Each chunk will be prefixed by a chunk header consisting of a chunk type and byte count, where the chunk type is a single byte and the byte count is an unsigned integer using three bytes, with the entire header in the server's byte order. Immediately following the chunk header will be byte count bytes followed by another (four byte) chunk header. By writing the chunk header in the server's byte order, it should be simple for the server to write these headers and easy for the clients to read them.

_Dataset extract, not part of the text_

PR #1414, opened 2023-02-23
CLX-377: Design showcase sample

StylianosGakis:
Add the design-showcase app, which shows m3 components

*note* A lot of the code in here is from adding a bunch of m3 components to test showing in the UI of the sample app. If you look through the file structure while reviewing this PR it will make it easier for you, since you know you can skip reviewing the com.hedvig.android.sample.design.showcase.ui.components and everything inside there. They are all called inside com.hedvig.android.sample.design.showcase.ui.MaterialComponents to build this showcase screen.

Three chunk-type types are defined in this proposal:

data
This chunk header prefixes the next chunk in the current data response
error
This chunk header prefixes an error message; the current data response has ended
end
This chunk header is the last one for the current data response
Grammar
response = chunk *chunk

chunk = chunk-header chunk-data

chunk-header = chunk-type chunk-size

chunk-type = b0 (OCTET)
                      ; 0 = data, 1 = error, 2 = end

chunk-size = b1 ... b3 3(OCTET)
                      ; 3 bytes, interpreted as an unsigned integer, in the server's byte order

chunk-data = chunk-size(OCTET)
                      ; exactly chunk-size bytes

Rationale

The chunk headers use a simple prefix with a binary count because it will be fast and easy to build without cumbersome binary to ascii conversions (e.g., HTTP uses ASCII...). It will be simple to en/decode the chunk-type and count. Having space for 256 chunk types is overkill, but enables clients to use byte masks which might be easier in some programming environments.

Discussion

Jimg 14:58, 28 August 2012 (PDT) We decided to drop the multipart MIME in favor of chunking the entire response. Dennis made the point that using both MIME and chunking was redundant; I agree and there seems to be little real benefit to using MIME since there's little way a non-DAP client will be able to do anything useful with the data part. Chunking the entire response is a fine way to transmit the data and ensure reliable error transmission. Also note that there's no limit on the size of a chunk, so any response can be made up of just one chunk.


JohnCaron

1) Perhaps "message" is a better name than "chunk' ? Jimg 14:51, 28 August 2012 (PDT) Since these are parts of a single message I think chunk is right word.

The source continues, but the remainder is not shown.